Data records:

---+---

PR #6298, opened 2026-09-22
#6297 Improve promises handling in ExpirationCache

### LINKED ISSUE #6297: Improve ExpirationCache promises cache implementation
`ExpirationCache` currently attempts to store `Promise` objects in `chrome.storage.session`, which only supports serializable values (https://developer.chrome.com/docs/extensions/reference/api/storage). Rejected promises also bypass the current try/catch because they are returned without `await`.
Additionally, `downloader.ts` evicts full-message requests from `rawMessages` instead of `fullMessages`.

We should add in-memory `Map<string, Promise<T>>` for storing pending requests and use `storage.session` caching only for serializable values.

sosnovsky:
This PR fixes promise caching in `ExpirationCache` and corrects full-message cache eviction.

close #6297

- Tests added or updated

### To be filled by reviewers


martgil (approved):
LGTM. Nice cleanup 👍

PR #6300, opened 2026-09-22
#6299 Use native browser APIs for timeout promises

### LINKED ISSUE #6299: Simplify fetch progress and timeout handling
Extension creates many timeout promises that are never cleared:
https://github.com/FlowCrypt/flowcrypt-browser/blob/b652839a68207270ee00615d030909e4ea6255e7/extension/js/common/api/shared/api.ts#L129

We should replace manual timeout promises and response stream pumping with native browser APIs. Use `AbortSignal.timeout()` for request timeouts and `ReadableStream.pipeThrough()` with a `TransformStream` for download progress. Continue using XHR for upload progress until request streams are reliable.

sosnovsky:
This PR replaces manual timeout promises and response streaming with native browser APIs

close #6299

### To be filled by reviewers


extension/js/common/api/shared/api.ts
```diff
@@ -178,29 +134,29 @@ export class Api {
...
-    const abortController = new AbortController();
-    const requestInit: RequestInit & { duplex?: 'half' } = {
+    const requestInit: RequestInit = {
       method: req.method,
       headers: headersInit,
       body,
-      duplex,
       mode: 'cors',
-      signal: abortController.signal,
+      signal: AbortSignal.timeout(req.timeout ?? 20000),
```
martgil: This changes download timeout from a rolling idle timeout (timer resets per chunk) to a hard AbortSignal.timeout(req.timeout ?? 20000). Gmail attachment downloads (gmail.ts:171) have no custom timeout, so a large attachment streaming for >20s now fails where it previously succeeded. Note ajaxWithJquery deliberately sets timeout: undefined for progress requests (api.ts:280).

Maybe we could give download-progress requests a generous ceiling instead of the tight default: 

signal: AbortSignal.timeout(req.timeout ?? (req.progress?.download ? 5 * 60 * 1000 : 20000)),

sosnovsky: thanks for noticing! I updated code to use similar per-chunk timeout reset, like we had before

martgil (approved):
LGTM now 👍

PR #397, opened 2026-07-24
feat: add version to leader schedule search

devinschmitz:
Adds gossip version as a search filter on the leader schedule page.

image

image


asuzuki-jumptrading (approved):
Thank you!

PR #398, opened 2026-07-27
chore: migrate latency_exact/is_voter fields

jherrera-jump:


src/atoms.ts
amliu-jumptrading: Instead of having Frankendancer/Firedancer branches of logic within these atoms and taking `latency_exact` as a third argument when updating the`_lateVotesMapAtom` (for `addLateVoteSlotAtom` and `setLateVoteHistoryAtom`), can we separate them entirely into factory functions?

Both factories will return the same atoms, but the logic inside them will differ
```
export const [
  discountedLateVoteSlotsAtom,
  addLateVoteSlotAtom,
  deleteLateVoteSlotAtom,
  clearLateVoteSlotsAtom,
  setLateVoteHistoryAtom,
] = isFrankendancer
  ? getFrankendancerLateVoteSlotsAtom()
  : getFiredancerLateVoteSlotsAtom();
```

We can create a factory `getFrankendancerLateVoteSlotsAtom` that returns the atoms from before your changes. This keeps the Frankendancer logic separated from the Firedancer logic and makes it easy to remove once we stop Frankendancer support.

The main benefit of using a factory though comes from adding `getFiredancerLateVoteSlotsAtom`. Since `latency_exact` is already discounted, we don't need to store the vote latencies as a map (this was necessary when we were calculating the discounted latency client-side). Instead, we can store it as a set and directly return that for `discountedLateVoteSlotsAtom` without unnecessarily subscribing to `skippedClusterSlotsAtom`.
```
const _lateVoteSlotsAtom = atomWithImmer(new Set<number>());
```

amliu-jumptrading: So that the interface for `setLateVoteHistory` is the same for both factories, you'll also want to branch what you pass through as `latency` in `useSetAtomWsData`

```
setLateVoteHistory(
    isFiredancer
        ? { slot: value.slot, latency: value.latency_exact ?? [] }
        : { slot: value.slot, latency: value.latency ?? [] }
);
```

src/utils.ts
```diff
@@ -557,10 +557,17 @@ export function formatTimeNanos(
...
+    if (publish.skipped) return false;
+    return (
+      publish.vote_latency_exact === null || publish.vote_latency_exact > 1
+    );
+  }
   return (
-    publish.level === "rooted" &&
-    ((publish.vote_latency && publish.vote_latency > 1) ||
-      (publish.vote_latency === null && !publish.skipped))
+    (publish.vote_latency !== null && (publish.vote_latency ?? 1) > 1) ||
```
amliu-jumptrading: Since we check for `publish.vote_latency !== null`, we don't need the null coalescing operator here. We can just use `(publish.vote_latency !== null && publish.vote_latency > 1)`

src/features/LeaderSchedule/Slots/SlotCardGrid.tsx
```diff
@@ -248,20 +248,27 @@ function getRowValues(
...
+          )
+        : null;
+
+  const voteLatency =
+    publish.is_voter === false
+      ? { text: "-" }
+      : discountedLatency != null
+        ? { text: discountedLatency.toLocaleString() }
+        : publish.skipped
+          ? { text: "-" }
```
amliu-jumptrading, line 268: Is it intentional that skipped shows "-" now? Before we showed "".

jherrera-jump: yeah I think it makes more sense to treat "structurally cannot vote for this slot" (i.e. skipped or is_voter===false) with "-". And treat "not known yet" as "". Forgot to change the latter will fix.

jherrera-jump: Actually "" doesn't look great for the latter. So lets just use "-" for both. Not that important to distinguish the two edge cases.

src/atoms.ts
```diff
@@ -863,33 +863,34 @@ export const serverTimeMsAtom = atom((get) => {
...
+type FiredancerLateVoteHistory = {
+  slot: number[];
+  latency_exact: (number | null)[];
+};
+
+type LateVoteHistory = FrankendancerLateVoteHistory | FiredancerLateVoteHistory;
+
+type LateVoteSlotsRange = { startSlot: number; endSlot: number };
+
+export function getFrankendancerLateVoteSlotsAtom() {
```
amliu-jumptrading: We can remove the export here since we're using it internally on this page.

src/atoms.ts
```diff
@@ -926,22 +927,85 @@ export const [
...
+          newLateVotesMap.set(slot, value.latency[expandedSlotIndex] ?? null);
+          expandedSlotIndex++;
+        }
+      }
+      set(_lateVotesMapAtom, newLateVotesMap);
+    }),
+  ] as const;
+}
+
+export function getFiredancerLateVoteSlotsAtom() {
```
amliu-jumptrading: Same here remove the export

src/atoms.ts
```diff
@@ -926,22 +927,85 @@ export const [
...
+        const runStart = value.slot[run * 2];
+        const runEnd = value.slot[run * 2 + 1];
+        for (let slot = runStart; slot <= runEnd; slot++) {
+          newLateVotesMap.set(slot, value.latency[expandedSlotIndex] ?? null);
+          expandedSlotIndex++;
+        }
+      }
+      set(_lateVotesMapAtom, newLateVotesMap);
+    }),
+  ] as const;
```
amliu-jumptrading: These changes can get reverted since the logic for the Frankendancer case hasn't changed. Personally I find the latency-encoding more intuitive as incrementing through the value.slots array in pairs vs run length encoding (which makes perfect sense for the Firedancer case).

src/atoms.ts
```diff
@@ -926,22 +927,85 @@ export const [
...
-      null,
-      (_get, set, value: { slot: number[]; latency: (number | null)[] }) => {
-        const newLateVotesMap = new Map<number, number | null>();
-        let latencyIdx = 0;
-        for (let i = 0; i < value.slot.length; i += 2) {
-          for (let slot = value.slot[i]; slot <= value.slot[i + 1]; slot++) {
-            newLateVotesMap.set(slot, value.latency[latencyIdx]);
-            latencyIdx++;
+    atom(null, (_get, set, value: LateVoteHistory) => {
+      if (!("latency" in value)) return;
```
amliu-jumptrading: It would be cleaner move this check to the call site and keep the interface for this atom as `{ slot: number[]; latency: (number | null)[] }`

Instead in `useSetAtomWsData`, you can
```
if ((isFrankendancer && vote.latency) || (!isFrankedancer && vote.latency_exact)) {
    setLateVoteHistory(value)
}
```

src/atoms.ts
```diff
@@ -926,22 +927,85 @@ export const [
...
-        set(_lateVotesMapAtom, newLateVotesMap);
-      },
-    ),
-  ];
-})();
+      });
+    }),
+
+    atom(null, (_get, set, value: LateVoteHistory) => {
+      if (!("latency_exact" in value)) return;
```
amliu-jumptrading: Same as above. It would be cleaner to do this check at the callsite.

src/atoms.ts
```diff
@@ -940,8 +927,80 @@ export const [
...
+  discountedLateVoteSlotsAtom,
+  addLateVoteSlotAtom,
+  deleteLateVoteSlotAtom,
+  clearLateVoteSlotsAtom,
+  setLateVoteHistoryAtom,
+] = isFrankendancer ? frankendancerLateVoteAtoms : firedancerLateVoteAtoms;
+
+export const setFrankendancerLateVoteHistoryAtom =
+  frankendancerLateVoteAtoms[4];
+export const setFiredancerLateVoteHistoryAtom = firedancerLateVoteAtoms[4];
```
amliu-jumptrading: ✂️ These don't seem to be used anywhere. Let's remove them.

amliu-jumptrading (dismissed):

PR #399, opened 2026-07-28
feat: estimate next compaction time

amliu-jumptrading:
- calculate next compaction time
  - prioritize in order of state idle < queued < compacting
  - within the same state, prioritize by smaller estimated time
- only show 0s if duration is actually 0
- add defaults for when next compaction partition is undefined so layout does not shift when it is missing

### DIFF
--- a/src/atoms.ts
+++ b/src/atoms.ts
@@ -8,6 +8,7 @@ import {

---+---

» WORK ITEM
The first line of the records and every line down to the line with "### LINKED ISSUE #6297: Improve" must be quoted exactly; leave out all else.

» COMPLETED EXERCISE
PR #6298, opened 2026-09-22
#6297 Improve promises handling in ExpirationCache

### LINKED ISSUE #6297: Improve ExpirationCache promises cache implementation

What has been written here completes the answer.